That's a fair enough point if the site is like Ed says, just your own bit of fun. If it's a commerical site or something like this site that is going to get viewed by a large and varied audience then surely that audience is far far far far far far more important than 'your flexibility as a designer'.

I'm not having a go at you per se but that kind of thinking is why a large chunk of the web is so bad in my opinion. Too many people creating sites for themselves and not for the people who will end up using them.

As regards the other point someone made about percentage based tables being slower - don't even get me started about using tables for page layouts rather than just data! Proper, well written semantic CSS driven markup will be quicker every time (when it works ;o)

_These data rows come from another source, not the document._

PR #1170, opened 2024-09-18
test large overflows and underflows for EnsureIntegerInRange

Hecate2:
The correctness of OpCode.AND depends on the representation of BigInteger in bytes, and I am really suspicious whether AND is correct. Here are some examples of bytes representations.
https://learn.microsoft.com/en-us/dotnet/api/system.numerics.biginteger.tobytearray?view=net-8.0
MOD is safe, no matter how BigInteger is implemented in bytes.


shargon (dismissed):

Jim8y:
Need unit test to demonstrate the problem.

Hecate2:
> Need unit test to demonstrate the problem. 

I have not come up with any test case to demonstrate that AND is wrong, but I will try it in 24 hrs

vncoelho:
For BigIntenger Negative values it may be the error if I understood correctly

shargon (commented):
We should ensure that is well covered with the current UT

Hecate2:
In tests I found that AND works well, while MOD is wrong. In C#, (-1 mod 5) returns -1. In other languages the result is often 4 😰

nan01ab:
> In tests I found that AND works well, while MOD is wrong. In C#, (-1 mod 5) returns -1. In other languages the result is often 4 😰

Other languages are Python?  C, Java, Rust etc. have the same semantics as C#.

Jim8y:
@Hecate2 test should cover signed and unsigned.

Hecate2:
> @Hecate2 test should cover signed and unsigned. 

ok

shargon (approved):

As you may have guessed I'm a bit keen on web standards (www.webstandards.org et al) even if browser support thereof drives me crazier than it's safe to get in public.


----------



## Jason (Feb 15, 2003)

so im not supposed to think about myself when making a personal site? heh, thats weird


----------



## Jason (Feb 15, 2003)

oh btw i'll try to make it flexible, but im not a programmer


----------



## TommyWillB (Feb 15, 2003)

> _Originally posted by lurk _
> *As a user who runs at 1280x1024 and who's hardware goes to 11! (well 1920x1440 ) Let me plead for you not to fix things so that they will not scale to higher resolutions.  There is many an e-commerce site that has lost my business because I could not make out the stupid 8 pixel font they were using.
> 
> So where is the fifth choice "I design my sites to be resolution independent"
> ...


Amen brother!


----------



## Ricky (Feb 15, 2003)

> _Originally posted by Jason _
> *oh btw i'll try to make it flexible, but im not a programmer  *


You know, a flexible web site does not have to be ugly.  You see them all over the place but you don't notice it because they made the scaling subtle.
http://www.citystar.com/ and
http://www.35ravenglass.com/
Two examples of sites I made that scale to fit the page.  They look nice, yes?


----------



## TommyWillB (Feb 15, 2003)

> _Originally posted by toast _
> *"Resolution independent" sites with taags such as <table="70%"> are longer to load. I thought this ought to be precised. *


 That is not totally true.

The fact is that a browser must determine the actual widths of everything before it can correctly render table widths, etc. In the older Netscapes it simply refused to render anything until it determined that. In IE it happily rearanges the tables as things are being figured out.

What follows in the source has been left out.